Debate Over Domestic Violence Law Revived

After more than two years of in­action on the matter, the National Assembly is slated to revive today the long-anticipated debate on a pro­posed domestic violence law.

Lawmakers and activists welcomed the reopening of debate on the topic, saying that the law, if passed, would help to stop what they called a deterioration of Cam­bodian society.

Debate on a domestic violence draft law was taken up on the As­sembly floor in 2003, but it eventually stalled due to criticism from parliamentarians who said the bill as written was a critical blow against Khmer society and tradition.

Funcinpec lawmaker Monh Sa­phan said Friday that the current draft law contains major flaws which he cannot accept if they re­main part of the bill, and called it “a real critical blow against Kh­mer society and tradition.”

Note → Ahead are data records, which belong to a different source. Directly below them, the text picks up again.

PR #1138, opened 2024-08-22
Equality function on mint

dwightguth:
This is used by the pattern matcher when nonlinear matching occurs.


Robertorosmaninho (approved):
LGTM

theo25 (approved):

PR #1140, opened 2024-08-28
Un-nest proof hint events for arguments of functions/hooks

theo25:
The events that correspond to evaluation of arguments of functions and hooks are currently nested inside the corresponding function/hook event. There is no need for that and it creates various complications in the processing of the proof hint trace. For this reason, this PR un-nests those events so that they appear before their corresponding function/hook event.


Robertorosmaninho (approved):
LGTM.
Should we update the [proof-trace.md](https://github.com/runtimeverification/llvm-backend/blob/master/docs/proof-trace.md) with new info?

theo25:
@Robertorosmaninho I added a commit with the update and a simplification to the parser logic. Thanks for pointing that out!

Robertorosmaninho:
> @Robertorosmaninho I added a commit with the update and a simplification to the parser logic. Thanks for pointing that out!

Wow! That was a huge simplification! Thanks!

lib/codegen/CreateTerm.cpp
```diff
@@ -735,16 +819,16 @@ llvm::Value *create_term::create_function_call(
...
+    current_block_
+        = e.function_event_pre(current_block_, pattern, location_stack);
+    size_t i = 0;
     for (auto const &p : pattern->get_arguments()) {
       auto *sort = dynamic_cast<kore_composite_sort *>(p->get_sort().get());
-      proof_event e(definition_, module_);
-      current_block_ = e.argument(args[i], sort, true, current_block_);
-      i++;
+      current_block_ = e.argument(args[i], sort, false, current_block_);
     }
```
gtrepta, line 830: `i` isn't being incremented here.

gtrepta (changes requested):
LGTM, but I think I found a bug. Please fix it and then I can approve.

lib/codegen/CreateTerm.cpp
theo25: Good catch! Fixed

gtrepta (approved):

PR #1143, opened 2024-09-09
Add pattern matching support for list random access patterns

dwightguth:
This is not rigorously tested, nor is it likely to be in the near future because the code it was written to support ended up not being worth merging. However, it is broadly useful code that may find value in the future, so I would like to get it merged.

It also includes a few fixes to python scripts in the repo that had gone slightly stale.


Robertorosmaninho (approved):
I couldn’t spot anything obvious that would prevent me from approving this PR, but I’m not very familiar with this code either. I’ll let @theo25 give the final approval on that. 

I would like to see, if not some tests, at least some instructions on how we could execute it ourselves. It may be a helpful starting point for us in the future if we want to fully support it in K.

theo25 (approved):
Looks good to me!

PR #1144, opened 2024-09-11
make llvm backend do better dce and dae

dwightguth:
Previously, the llvm optimization passes weren't terribly effective at removing dead code and dead function arguments. We add some custom llvm passes that make this work a bit more effectively.

There are two passes added:

* RemoveDeadKFunctions deletes function call instructions which call side-effecting functions that are "effectively" pure, i.e., they exist only to construct pure terms and return them.
* MustTailDeadArgElimination is a minorly modified version of the deadargelim LLVM pass which fixes a bug preventing it from applying dead argument elimination to musttail tail calls.


lib/passes/PluginInfo.cpp
```diff
@@ -0,0 +1,42 @@
+#include <kllvm/codegen/MustTailDeadArgElimination.h>
+#include <kllvm/codegen/RemoveDeadKFunctions.h>
+#include <kllvm/codegen/SetVisibilityHidden.h>
+
+using namespace kllvm;
+
+/* New PM Registration */
+llvm::PassPluginLibraryInfo get_kllvm_plugin_info() {
+  return {
+      LLVM_PLUGIN_API_VERSION, "SetVisibilityHidden", LLVM_VERSION_STRING,
```
theo25, line 10: This likely needs to be changed to something more general than `"SetVisibilityHidden"`.

lib/passes/PluginInfo.cpp
```diff
@@ -0,0 +1,42 @@
...
+            });
+        pb.registerPipelineParsingCallback(
+            [](StringRef name, llvm::FunctionPassManager &pm,
+               ArrayRef<llvm::PassBuilder::PipelineElement>) {
+              if (name == "remove-dead-k-functions") {
+                pm.addPass(remove_dead_k_functions());
+                return true;
+              }
+              return false;
+            });
```
theo25, line 33: Could you explain the way these passes are being registered here? Also why is this different than what we do in `codegen/ApplyPasses.cpp`?

lib/passes/MustTailDeadArgElimination.cpp
```diff
@@ -0,0 +1,1137 @@
+//===- DeadArgumentElimination.cpp - Eliminate dead arguments -------------===//
```
theo25, line 1: This is a huge file that came from the LLVM code base. Could you give me some pointers to the code that you added so that I can focus my review on that?

theo25 (commented):
This looks fine but I have a few questions that would help me review some parts of the PR.

lib/passes/PluginInfo.cpp
dwightguth: This is how the passes get registered so they run when you ask for them using the --passes flag of opt. In ApplyPasses.cpp, they are being registered as part of the default pipeline. The latter is what happens during default compilation, the former is for debugging.

lib/passes/PluginInfo.cpp
dwightguth: Good catch, I will fix this first thing tomorrow.

lib/passes/MustTailDeadArgElimination.cpp
dwightguth: My advice is just to check out the file locally and do a diff with the version in llvm 16.0.6. I don't have another way of showing you the exact difference between these two versions. The actual operational difference is that tailcc musttail calls do not inhibit the optimization.

theo25: OK I did what you suggested and the changes seem reasonable to me.

theo25 (approved):

Robertorosmaninho (approved):
LGTM

PR #1145, opened 2024-09-11
Verify ir during CI

dwightguth:
I noticed to my dismay that a recent PR had introduced code that passed tests, but was generating LLVM IR that did not pass the verification process. This PR does two things:

1. Fixes the bug in the code generator that was leading to code that did not verify.
2. Introduces code to the regression test suite to test that every definition we compile generates IR that is valid.


Robertorosmaninho (approved):
LGTM

PR #1147, opened 2024-09-17
Split proof hint trace into multiple files

theo25:
This PR adds support for generating multiple hint trace files containing parts of the total trace. To this end, we add an optional `--proof-chunk-size N` flag to the `interpreter` binary. When the flag is passed and `N` is greater than `0`, then the trace is separated into multiple files as follows:
- an `<output filename>.pre_trace` file with the pre-trace events and the initial configuration.
- a number of `<output filename>.<idx>` files that each contain `N` top-level rewrite rule events along with their corresponding side condition events and simplification events. If the `interpreter` binary has been generated with the slow option, then each of these files also contains configuration events after each rewrite event. Note that the last file may contain less than `N` events.

By default `N` equals to `0` and in this case, the trace is generated exactly as before.

This PR also adds support to the `kore_proof_trace` tool to be able to parse partial trace files. To achieve this, we introduce two more special headers (one for the pre-trace file and one for the chunk files) that allow the parser to recognize what kind of file it should expect.


include/kllvm/codegen/ProofEvent.h
```diff
@@ -60,6 +70,19 @@ class proof_event {
...
   llvm::LoadInst *emit_get_proof_trace_writer(llvm::BasicBlock *insert_at_end);
 
+  /*
+   * Emit instructions to get the current value of the steps global variable,
+   * which counts the number of rewrite steps taken.
+   */
+  llvm::LoadInst *emit_get_steps(llvm::BasicBlock *insert_at_end);
+
+  /*
+   * Emit instructions to get the current value of the hproof_chunk_size global
```
Robertorosmaninho, line 80: Is this `h` before `proof_chunk_size` a typo?

Robertorosmaninho (approved):
Looks good to me, but I wonder if we can and should expose this to Python bindings as well! what do you think?

include/kllvm/codegen/ProofEvent.h
theo25: yes, fixed in latest commit

PR #1148, opened 2024-09-18
Exposing `llvm_pattern_matching_failure_event` to Python Bindings

Robertorosmaninho:
We missed this feature while implementing the new step event; we now need to add it so the Pi2 MPG Team can handle it on the Python side. A subsequent K PR will also be necessary to correctly expose this feature.


Robertorosmaninho:
Subsequent PR in K: https://github.com/runtimeverification/k/pull/4643

theo25 (approved):

PR #385, opened 2021-02-26
C++ standard handling

ChristianTackeGSI:
Add a bunch of "global" (well, environment level) settings of the cxxstd variant. The values resemble what we do in legacy. It is still an open question what to do on a real spack release.

Also a bunch of related stuff. Check the individvual commit messages.


dennisklein (approved):

env/dev/sim/spack.yaml
```diff
@@ -19,6 +19,10 @@ spack:
   concretization: together
   view: false
   packages:
+    all:
+      variants: cxxstd=17
+    xrootd:
+      variants: cxxstd=11
```
dennisklein, line 25: or try xrootd 5?

ChristianTackeGSI: Will do that in the bump versions branch.

Also my intention is to bump spack very soon, which might help in this area as well (xrootd recipe is strange).

ChristianTackeGSI:
@dennisklein can you take a look at the strange workflow build on macos?
https://cdash.gsi.de/testDetails.php?test=7804591&build=263063
I quite don't understand why we can build FairRoot using spack in nearly the same way, but not using the workflow…

I'll merge this now anyhow. FairSoft spack edition isn't in well shape anyway, and this is getting it better somewhat.

dennisklein:
> @dennisklein can you take a look at the strange workflow build on macos?
> https://cdash.gsi.de/testDetails.php?test=7804591&build=263063
> I quite don't understand why we can build FairRoot using spack in nearly the same way, but not using the workflow…
> 
> I'll merge this now anyhow. FairSoft spack edition isn't in well shape anyway, and this is getting it better somewhat.

https://github.com/FairRootGroup/FairMQ/commit/c5487a11ede6e411dafbc9f67c0ef884b4c447d7

PR #398, opened 2021-04-24
[legacy] Add faircmakemodules 0.1.0

dennisklein:


ChristianTackeGSI (approved):
CI looks good.

I wonder, whether we should go for tarball mode with checksum?

dennisklein:
> CI looks good.
> 
> I wonder, whether we should go for tarball mode with checksum?

What's the benefit?

```
/tmp/jenkins-FairRootGroup-FairSoft-PR-398-1.DqD/build/Source/geant4_vmc/.git: No space left on device
```

I will re-run the tests after the other currently running job is through and `/tmp` is cleaned.

ChristianTackeGSI:
> What's the benefit?

I don't know really. For some reason, I like tarball mode.

Maybe:
* checksum protection as a sort of "digitial signature". A git tag can be modified without "our" knowledge.
* Easier caching
* Smaller download

Nothing important, I admit.

PR #401, opened 2021-05-05
[legacy] Update Boost download URL

fuhlig1:
Boost moved from bintray to jfrog.
Update download URL.


ChristianTackeGSI (approved):
Looks good.

PR #403, opened 2021-05-13
[spack] Updated recipes: boost, cmake, dds, r3broot

ChristianTackeGSI:
* Boost 1.76.0
* cmake 3.20.2
* Allow DDS to build with any boost version
* R3BRoot
  * Update patches (will look into upstreaming another time)
  * Add dependency on faircmakemodules
  * Add cxxstd variant to be able to compile with C++17


kresan (approved):
With r3broot recipe is all fine. Thanks.

PR #410, opened 2021-06-09
[legacy] pythia8: Update download URL

### LINKED ISSUE #409: Pythia8 download fails for apr21:legacy
It seems that the download location is not correct anylonger.
The proper webpage should be: https://pythia.org/releases/

dennisklein:
fix #409, will backport to release branches once CI is green.


cmake/legacy.cmake
```diff
@@ -259,10 +259,11 @@ if(PACKAGE_SET STREQUAL full)
 
   list(APPEND packages pythia8)
   set(pythia8_version "8303")
+  set(pythia8_major_version "83")
```
ChristianTackeGSI, line 262:
```suggestion
  string(SUBSTRING "${pythia8_version}" 0 2 pythia8_major_version)
```
What about this?

ChristianTackeGSI (approved):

For instance, he said that the draft’s definition of a Khmer family, which he says is traditionally comprised of parents and their children, includes relatives and maids who live in a family’s home.

He also criticized the draft law for giving the courts too much au­thor­ity solving disputes within families.

And he added that if a domestic dispute is brought to court, the hus­band could be imprisoned, which would divide the family.

Opposition lawmaker Son Ch­hay called Monh Saphan’s ob­jec­tions “nonsense.”

He said he is strongly backing the bill as written because the pas­­sage of the domestic violence law is an urgent priority that will help cure “Khmer societal ills.”

“Enough is enough,” said Oung Chanthol, executive director of the Cambodian Women’s Crisis Cen­ter. “Our parliamentarians have to approve this domestic violence law at this time if they have a real will to serve the people.”

Oung Chanthol said she is optimistic that the law will pass.